Penelitian ini dilakukan dengan menggunakan pendekatan kualitatif deskriptif dengan rancangan studi kasus untuk mendeskripsikan implementasi kurikulum berbasis kearifan lokal di SD Negeri Jarakan Pangungharjo Sewon Bantul. Untuk mengumpulkan data dalam penelitian ini menggunakan metode observasi, wawancara, dan studi dokumentasi. Selanjutnya data yang telah diperoleh dianalisis melalui tiga teknik  yaitu reduksi data, penyajian data, dan verifikasi sehingga data yang diperoleh dapat mudah dipahami dan dipertanggungjawabkan kebenarannya.

 

HASIL DAN PEMBAHASAN

  1. A.    Bentuk-bentuk Kearifan Lokal yang Diterapkan di SDN Jarakan Panggungharjo Sewon Bantul

Bentuk-bentuk kearifan lokal yang diterapkan di SDN Jarakan Panggungharjo Sewon Bantul masing-masing mempunyai tujuan khusus yaitu:

  1. Bertanam TOGA (Tanaman Obat Keluarga) bertujuan untuk mengenal berbagai TOGA dan dapat memanfaatkan TOGA dalam kehidupan sehari hari.
  2. Pendidikan Bahasa Jawa bertujuan agar peserta didik dapat berbahasa jawa sesuai dengan unggah ungguhnya.
  3. Budaya Jawa meliputi:
    1.                    a.     permainan tradisional jawa bertujuan agar anak mampu mengenal dan melakukan berbagai permainan tradisional, seperti egrang, dakon, tempat ingkling, theklek panjang.
    2.                    b.     lagu daerah dan tembang dolanan anak bertujuan agar anak mampu mengenal dan menyanyikan tembang macapat, lagu daerah, serta lagu dolanan anak dengan baik.
    3.                    c.     kuliner tradisional bertujuan agar anak dapat memanfaatkan bahan-bahan makanan yang dapat diperoleh di sekitar dengan cara sederhana.
    4. Seni Budaya, meliputi karawitan, tari dan membatik bertujuan  untu meningkatkan apresiasi terhadap seni budaya warisan daerah.

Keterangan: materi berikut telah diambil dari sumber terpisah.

PR #710, opened 2024-09-13
Solution

olena4reunited:
Screenshot from 2024-09-13 18-28-53
Screenshot from 2024-09-13 18-29-06
Screenshot from 2024-09-13 18-29-24
Screenshot from 2024-09-13 18-29-34
Screenshot from 2024-09-13 18-29-40
Screenshot from 2024-09-13 18-29-55


taxi/views.py
```diff
@@ -61,17 +63,40 @@ class CarListView(LoginRequiredMixin, generic.ListView):
...
+
+
+@login_required
+def toggle_driver(request: HttpRequest, pk: int) -> HttpResponse:
+    car = get_object_or_404(Car, pk=pk)
+
+    if request.user in car.drivers.all():
+        car.drivers.remove(request.user)
+    else:
+        car.drivers.add(request.user)
```
MNDonut: 1. you don't prefetch drivers
2. it's better to use .exists() method because in this case you fetch 1 000 000 records and then python loops through all objects to find if there is request.user. in case you use .exists(), db will check it using "where" condition

taxi/views.py
```diff
@@ -61,17 +63,40 @@ class CarListView(LoginRequiredMixin, generic.ListView):
 class CarDetailView(LoginRequiredMixin, generic.DetailView):
     model = Car
 
+    def get_context_data(self, **kwargs):
+        context = super().get_context_data(**kwargs)
+        car = self.get_object()
+        context["driver_ids"] = list(car.drivers.values_list("id", flat=True))
```
MNDonut: drivers aren't prefetched

MNDonut (changes requested):

taxi/models.py
```diff
@@ -15,7 +16,17 @@ def __str__(self):
 
 
 class Driver(AbstractUser):
-    license_number = models.CharField(max_length=255, unique=True)
+    license_number = models.CharField(
```
Oleksl888: validation should happen on the form in this task

taxi/views.py
```diff
@@ -1,9 +1,13 @@
...
 from django.contrib.auth.decorators import login_required
-from django.shortcuts import render
+from django.db.models import Prefetch
+from django.http import HttpRequest, HttpResponse
+from django.shortcuts import render, get_object_or_404, redirect
 from django.urls import reverse_lazy
 from django.views import generic
 from django.contrib.auth.mixins import LoginRequiredMixin
 
+from .forms import DriverCreationForm, DriverLicenseUpdateForm, CarForm
```

taxi/views.py
```diff
@@ -61,17 +65,55 @@ class CarListView(LoginRequiredMixin, generic.ListView):
...
+                        "first_name",
+                        "last_name"
+                    ),
+                )
+            )
+        )
+
+    def get_context_data(self, **kwargs):
+        context = super().get_context_data(**kwargs)
+        context["drivers"] = self.object.drivers.all()
```
Oleksl888: do prefetch here - then you won't to override method above

taxi/views.py
```diff
@@ -61,17 +65,55 @@ class CarListView(LoginRequiredMixin, generic.ListView):
...
+
+        return context
+
+
+@login_required
```
Oleksl888: Include this logic into post method of CarDetailView. This way you don't need to create extra view and url endpoint to handle adding/deleting driver.

taxi/views.py
```diff
@@ -84,6 +126,28 @@ class DriverListView(LoginRequiredMixin, generic.ListView):
     paginate_by = 5
 
 
+class DriverCreateView(LoginRequiredMixin, generic.CreateView):
+    model = Driver
+    form_class = DriverCreationForm
+
+    def get_success_url(self):
```
Oleksl888: Here you don't need to set get_success_url because get_absolute_url is defined in your model - this should redirect to DriverDetail under the hood

taxi/views.py
```diff
@@ -84,6 +126,28 @@ class DriverListView(LoginRequiredMixin, generic.ListView):
...
+    model = Driver
+    form_class = DriverLicenseUpdateForm
+
+    def get_success_url(self):
+        return self.object.get_absolute_url()
+
+
+class DriverDeleteView(LoginRequiredMixin, generic.DeleteView):
+    model = Driver
+    success_url = reverse_lazy("login")
```
Oleksl888: why would it redirect to login page? this is not logout

templates/taxi/car_detail.html
```diff
@@ -12,10 +12,26 @@ <h1>
     </a>
   </h1>
   <p>Manufacturer: ({{ car.manufacturer.name }}, {{ car.manufacturer.country }})</p>
-  <h1>Drivers</h1>
+    <h1>
+      Drivers
+      {% if user.is_authenticated %}
+      <form action="{% url 'taxi:toggle-driver' pk=car.id %}" method="post">
```
Oleksl888: adjust this form so it can set driver in CarDetailView

templates/taxi/driver_form.html
```diff
@@ -0,0 +1,12 @@
+{% extends "base.html" %}
+{% load crispy_forms_filters %}
+
+{% block content %}
+  <h1>Create driver</h1>
```
Oleksl888: you should add conditionals here for update driver as well

Oleksl888 (changes requested):

taxi/models.py
```diff
@@ -1,3 +1,4 @@
+from django.core.validators import RegexValidator
```
Oleksl888: remove unused imports

taxi/forms.py
```diff
@@ -0,0 +1,72 @@
...
+
+        return license_number
+
+
+class DriverLicenseUpdateForm(forms.ModelForm):
+    class Meta:
+        model = Driver
+        fields = ("license_number",)
+
+    def clean_license_number(self):
```
Oleksl888, line 49: if you inherit this form from  DriverCreationForm you will not need to duplicate code here

Oleksl888 (changes requested):

MNDonut (changes requested):
You didn't push any new commits ;)

MNDonut (approved):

Hal ini sejalan dengan dengan pendapat yang dikemukakan oleh Suardiman (Wagiran, 2011:4) bahwa dalam lingkup budaya, dimensi fisik dari kearifan lokal meliputi aspek: (a) upacara adat, (b) cagar budaya, (c) pariwisata alam, (d) transportasi tradisional, (e) permainan tradisional, (f) prasarana budaya, (g) pakaian adat, (h) warisan budaya, (i) museum, (j) lembaga budaya, (k) kesenian, (l) desa budaya, (m) kesenian dan kerajinan, (n) cerita rakyat, (o) dolanan anak, dan (p) wayang. Pendapat yang sama dinyatakan oleh Sungri (Wagiran, 2011:3), bentuk kearifan lokal dapat berupa pertanian, kerajinan tangan, pengobatan herbal, pengelolaan sumber daya alam dan lingkungan, perdagangan, seni budaya, bahasa daerah, philosophi, agama dan budaya serta makanan tradisional.

Dari masing-masing bentuk kearifan lokal yang diterapkan mempunyai tujuan tersendiri. Berikut tujuan masing-masing dari bentuk kearifan lokal:

  1. Bertanam TOGA (Tanaman Obat Keluarga) bertujuan untuk mengenal berbagai TOGA dan dapat memanfaatkan TOGA dalam kehidupan sehari hari.
  2. Pendidikan Bahasa Jawa bertujuan agar peserta didik dapat berbahasa jawa sesuai dengan unggah ungguhnya.
  3. Budaya Jawa meliputi:
    1.                    a.     permainan tradisional jawa bertujuan agar anak mampu mengenal dan melakukan berbagai permainan tradisional, seperti egrang, dakon, tempat ingkling, theklek panjang.
    2.                    b.     lagu daerah dan tembang dolanan anak bertujuan agar anak mampu mengenal dan menyanyikan tembang macapat, lagu daerah, serta lagu dolanan anak dengan baik.
    3.                    c.     kuliner tradisional bertujuan agar anak dapat memanfaatkan bahan-bahan makanan yang dapat diperoleh di sekitar dengan cara sederhana.
    4. Seni Budaya, meliputi karawitan, tari dan membatik bertujuan  untu meningkatkan apresiasi terhadap seni budaya warisan daerah.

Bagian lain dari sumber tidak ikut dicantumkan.